Glimmer e Scorpia me ajudaram muito esses últimos tempos, juntamente com as sessões de terapia que comecei a fazer. Todo esse acolhimento (que antes parecia tão irreal para mim) se tornou a chave para que, aos poucos, eu vou adquirindo a autoaceitação. Já não me sinto mal ao confessar para mim mesma que gosto de garotas, mas ainda sinto um receio das pessoas saberem. Scorpia disse que isso é normal e só o tempo resolve, que vai de cada pessoa.
É claro que isso não significa que eu esqueci a Adora completamente, na verdade, eu não esqueci nem mesmo um pouquinho. Não é possível esquecer o seu primeiro amor e melhor amiga de infância tão facilmente. Mas isso seria bem mais difícil sem o apoio que eu recebi.
[...]
Chego na escola respeitando o meu ritual de sempre, cravado as sete da manhã.
Entro na sala e já estão todos lá, com exceção do professor. Sinto uma dor no peito ao ter que desviar o caminho quando, por costume, me direciono até uma carteira vazia ao lado de Adora.
Fingi costume e fui até o meu atual lugar. Confesso que isso ainda é muito estranho para mim.
A sala continua quieta, não completamente, mas bem mais quieta e vazia do que costumava ser até mês passado.
— Eai, Catra? Como você tá?— Glimmer perguntou baixinho
[...]
A primeira aula sempre é a mais rápida. Em uma piscada, já estamos no final.
— Ah, pessoal, antes que eu me esqueça! — Começou o professor — O baile de fim de semestre está marcado para o final do mês que vem, os cargos de voluntários estão abertos, mas lembrando que a prioridade das vagas é para quem está precisando de nota!
Ser "voluntário" de festas como essa nunca são tarefas que os alunos se oferecem para fazer, por isso, a escola decidiu que isso irá valer uma parcela da nota de recuperação.
— Catra, pode vir aqui por favor? — O professor perguntou e eu me levantei devagar, um tanto tomada por contrangimento por ter recebido a atenção de todos da sala. O professor, notando a situação, tratou de falar baixo de forma com que só eu escutasse.
— Catra, suas notas abaixaram muito — Comentou — Você vai ter que se voluntariar a alguma coisa.
Suspirei e assenti, logo pegando um crachá qualquer da mesa, apenas verificando para confirmar que eu não peguei o de "limpeza", eu odiaria ter que fazer isso.
Acabei pegando o da organização do palco. Não parece tão ruim.

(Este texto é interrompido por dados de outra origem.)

PR #2428, opened 2025-01-15
[WB-1849] Rework action semantic color tokens

jandrade:
## Summary:

Reworked `semanticColor` actions to use a new structure. Every `action` now
includes `default`, `hover` and `press` states, and each state includes
`border`, `background` and `foreground` tokens.

By doing this change, we'll offer a more consistent and predictable styling
direction for our interactive components.

Issue: https://khanacademy.atlassian.net/browse/WB-1849

## Test plan:

Navigate to `/?path=/docs/foundations-using-color--docs` and check that the
`Action` section includes all the new tokens and the structure is readable and
makes sense.

### DIFF
--- a/packages/wonder-blocks-tokens/src/tokens/semantic-color.ts
+++ b/packages/wonder-blocks-tokens/src/tokens/semantic-color.ts
@@ -1,18 +1,87 @@
 import {color} from "./color";
 
+const border = {
+    primary: color.fadedOffBlack16,
+    subtle: color.fadedOffBlack8,
+    strong: color.fadedOffBlack50,
+    inverse: color.white,
+};
+
 export const semanticColor = {
     /**
      * For buttons, links, and controls to communicate the presence and meaning
      * of interaction.
      */
     action: {
-        primary: {
-            default: color.blue,
-            active: color.activeBlue,
+        // For primary actions
+        progressive: {
+            default: {
+                border: "transparent",
+                background: color.blue,
+                foreground: color.white,
+            },
+            hover: {
+                border: color.blue,
+                background: color.blue,
+                foreground: color.white,
+            },
+            press: {
+                border: color.activeBlue,
+                background: color.activeBlue,
+                foreground: color.white,
+            },
+        },
+        // Inverse is meant for use on secondary controls.
+        progressiveInverse: {
+            default: {
+                border: border.strong,
+                background: color.white,
+                foreground: color.blue,
+            },
+            hover: {
+                border: color.blue,
+                background: color.white,
+                foreground: color.blue,
+            },
+            press: {
+                border: color.activeBlue,
+                background: color.fadedBlue,
+                foreground: color.activeBlue,
+            },
         },
         destructive: {
-            default: color.red,
-            active: color.activeRed,
+            default: {
+                border: "transparent",
+                background: color.red,
+                foreground: color.white,
+            },
+            hover: {
+                border: color.red,
+                background: color.white,
+                foreground: color.red,
+            },
+            press: {
+                border: color.activeRed,
+                background: color.activeRed,
+                foreground: color.white,
+            },
+        },
+        destructiveInverse: {
+            default: {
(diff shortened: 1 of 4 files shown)


packages/wonder-blocks-tokens/src/tokens/semantic-color.ts
```diff
@@ -1,18 +1,87 @@
...
+            hover: {
+                border: color.blue,
+                background: color.blue,
+                foreground: color.white,
+            },
+            press: {
+                border: color.activeBlue,
+                background: color.activeBlue,
+                foreground: color.white,
+            },
```
beaesguerra, line 32: Should the `focus` state also have tokens associated with it?

packages/wonder-blocks-tokens/src/tokens/semantic-color.ts
```diff
@@ -1,18 +1,87 @@
...
+                background: color.white,
+                foreground: color.red,
+            },
+            press: {
+                border: color.activeRed,
+                background: color.fadedRed,
+                foreground: color.activeRed,
+            },
         },
         disabled: {
```
beaesguerra, line 86: Should the tokens associated with the `disabled` state also have the backgorund, foreground, border structure?

packages/wonder-blocks-tokens/src/tokens/semantic-color.ts
```diff
@@ -1,18 +1,87 @@
...
     /**
      * For buttons, links, and controls to communicate the presence and meaning
      * of interaction.
      */
     action: {
-        primary: {
-            default: color.blue,
-            active: color.activeBlue,
+        // For primary actions
+        progressive: {
```
beaesguerra, line 17: For my own understanding, what was the reason for using the `progressive`/`progressiveInverse` terminology instead of `primary`/`secondary`? 

And should we start using this terminology for component `kind` variants too?

beaesguerra (approved):
Looks good! Had some non-blocking questions I wanted to get your thoughts on! 

I noticed in the docs some of the token names wrap (you mentioned this also!). I confirmed that copy + pasting it still copies the name without the line break though!
image

packages/wonder-blocks-tokens/src/tokens/semantic-color.ts
jandrade: `focus` will have its own separate state, that is directly allocated in the `semanticColor.border.focus` token. This is something Caitlyn and I have discussed and the goal is that any focus on any component should use a blue outline, so that's the reason why I'm not including it here.

packages/wonder-blocks-tokens/src/tokens/semantic-color.ts
jandrade: It might be in the future, but for now I'm leaving them out of every specific semantic global token and I'm defining them inside `Button` for now. Buttons need simplification and before doing that, I prefer to keep it this way. FWIW Design also has this structure, but this could change in the next weeks.

packages/wonder-blocks-tokens/src/tokens/semantic-color.ts
beaesguerra: Sounds good! There is also the disabled focus outline!

jandrade:
@beaesguerra I made some changes based on your feedback/questions (also after discussing offline).

- Changed the structure to use `filled` and `outlined` to represent `primary/semantic` values (this might change in the future depending on the visuals approved for polaris).
- Changed the structure of the "Using color" page to include an example of how all these new tokens work in their context + modified the layout to make it more readable.

https://5e1bf4b385e3fb0020b7073c-xynstbxfft.chromatic.com/?path=/docs/foundations-using-color--docs

Screenshot 2025-01-21 at 5 17 51 PM

Let me know what you think, and thanks again for the suggestions!

beaesguerra (approved):
Looks great! Thanks for making those updates! 🎉

PR #2431, opened 2025-01-16
[WB-1853] Button: Refactor theme to support semanticColor tokens

jandrade:
## Summary:

Now that we have `semanticColor` tokens available, this PR is responsible for
refactoring the existing `Button` code to use these tokens instead of the
`color` primitive tokens. Also, it modifies the theme structure to follow
closer the semantic color tokens structure.

Also added a `light.destructive.disabled` variant to the Dark story as we didn't
include a snapshot for it.

Issue: WB-1853

## Test plan:

Navigate to `/?path=/docs/packages-button--docs` and verify that the button
hasn't changed.


packages/wonder-blocks-button/src/components/__tests__/button-with-icon.test.tsx
```diff
@@ -228,50 +228,4 @@ describe("button with icon", () => {
         expect(icon).toBeInTheDocument();
         expect(icon).toHaveAttribute("aria-hidden", "true");
     });
-
```
jandrade, line 231: **note:** These tests no longer apply as tertiary buttons don't need any changes for the Khanmigo theme.

packages/wonder-blocks-button/src/components/button-core.tsx
```diff
@@ -182,7 +182,7 @@ const ButtonCore: React.ForwardRefExoticComponent<
                                 sharedStyles.endIconWrapperTertiary,
                             (focused || hovered) &&
                                 kind !== "primary" &&
-                                sharedStyles.iconWrapperSecondaryHovered,
+                                buttonStyles.iconWrapperHovered,
```
jandrade, line 185: I've moved this to the function where we generate style colors dynamically to be able to support `default` (`progressive`) and `destructive` colors.

packages/wonder-blocks-button/src/components/button-core.tsx
```diff
@@ -344,48 +340,48 @@ export const _generateStyles = (
...
     let newStyles: Record<string, CSSProperties> = {};
     if (kind === "primary") {
+        const colorToAction = light
+            ? buttonColor === "destructive"
+                ? "destructiveLight"
+                : "progressiveLight"
+            : buttonColor === "destructive"
+            ? "destructive"
+            : "progressive";
+        const themeColorAction = theme.color[colorToAction];
```
jandrade, line 361: **note:** Now that the theme tries to cover all the different aspects of the button states (hover/focus, press, disabled, light), I'm simplifying the logic a bit here to avoid using ternary operators when defining the CSS properties below.

e.g.
Instead of: `bg: light ? theme.color.light.background : somethingActionEtc.background`

We now use `bg: themeColorAction.default.background`.

packages/wonder-blocks-button/src/components/button-core.tsx
```diff
@@ -344,48 +340,48 @@ export const _generateStyles = (
...
 
         newStyles = {
             default: {
-                background: light ? theme.color.bg.primary.default : color,
-                color: light ? color : theme.color.text.inverse,
-                paddingLeft: padding,
-                paddingRight: padding,
+                background: themeColorAction.default.background,
+                color: themeColorAction.default.foreground,
+                paddingInline: padding,
```
jandrade, line 384: **note:** Switching to `Inline` here for better RTL support (it shouldn't affect the current styles at all).

packages/wonder-blocks-button/src/components/button-core.tsx
```diff
@@ -397,61 +393,50 @@ export const _generateStyles = (
...
-                    ? theme.color.border.secondary.inverse
-                    : secondaryBorderColor,
+                background: themeColorAction.default.background,
+                color: themeColorAction.default.foreground,
+                borderColor: themeColorAction.default.border,
                 borderStyle: "solid",
                 borderWidth: theme.border.width.secondary,
-                paddingLeft: padding,
-                paddingRight: padding,
+                paddingInline: padding,
```
jandrade, line 439: **note:** These are the main changes of the secondary button (resting state). I don't understand why Chromatic is detecting so many changes with the secondary variant.

packages/wonder-blocks-button/src/components/button-core.tsx
```diff
@@ -510,13 +506,18 @@ export const _generateStyles = (
...
             disabled: {
-                color: light ? fadedColor : theme.color.text.disabled,
+                // NOTE: This is an special case to handle the light color
+                color: themeColorAction.disabled.border,
                 cursor: "default",
+                ":focus-visible": {
+                    outlineColor: themeColorAction.disabled.foreground,
+                    outlineStyle: "solid",
+                    outlineWidth: theme.border.width.disabled,
+                },
```
jandrade, line 516: **note:** Adding CSS pseudo-state here.

packages/wonder-blocks-button/src/themes/default.ts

— Deu sorte — Glimmer falou — Essa é a vaga mais legal, mas só tem duas delas e é a mais disputada
Dei um sorriso, mas não era como se isso fosse um enorme prazer. Qualquer um dos cargos é chato, eu só preciso de nota mesmo.
(...)
Senti um alívio ao ouvir o sinal que indica a hora da saída, uma das melhores sensações do dia.
A última a chegar e a primeira a ir embora. Um ótimo exemplo, Catra.
Logo de cara, já fui pega de surpresa ao ver Scorpia e Perfuma dando ao máximo em suas demonstrações de carinho sem parecerem muito chamativas.
Mas, infelizmente, vivemos em uma realidade que até andar de mãos dadas com alguém do mesmo sexo é considerado um escândalo.
— Hey, Scorpia — Uma voz masculina desconhecida apareceu a chamando — O que você acha do corte do cabelo do meu amigão — Apontou para o seu órgão genital — Se quiser eu te passo umas dicas de estilo para você ter um igual.
Ele estava acompanhado de um grupo consideravelmente grande. É incrível como esses tipos de pessoas nunca tem coragem de agir sozinhos, é sempre necessário um bando para encorajá-lo com risadas e zombarias.
O que só prova que, no fim, o real covarde é o que insulta.
— Que tal eu te passar umas dicas básicas de como agir como um ser humano normal? Será que é muito difícil parar de pensar com a cabeça de baixo? — Scorpia retrucou colocando a mão na frente da Perfuma por instinto.
A mais baixa, por sua vez, parecia atordoada.
— S... Sai fora, eu não sou viado! — Exclamou ofendido.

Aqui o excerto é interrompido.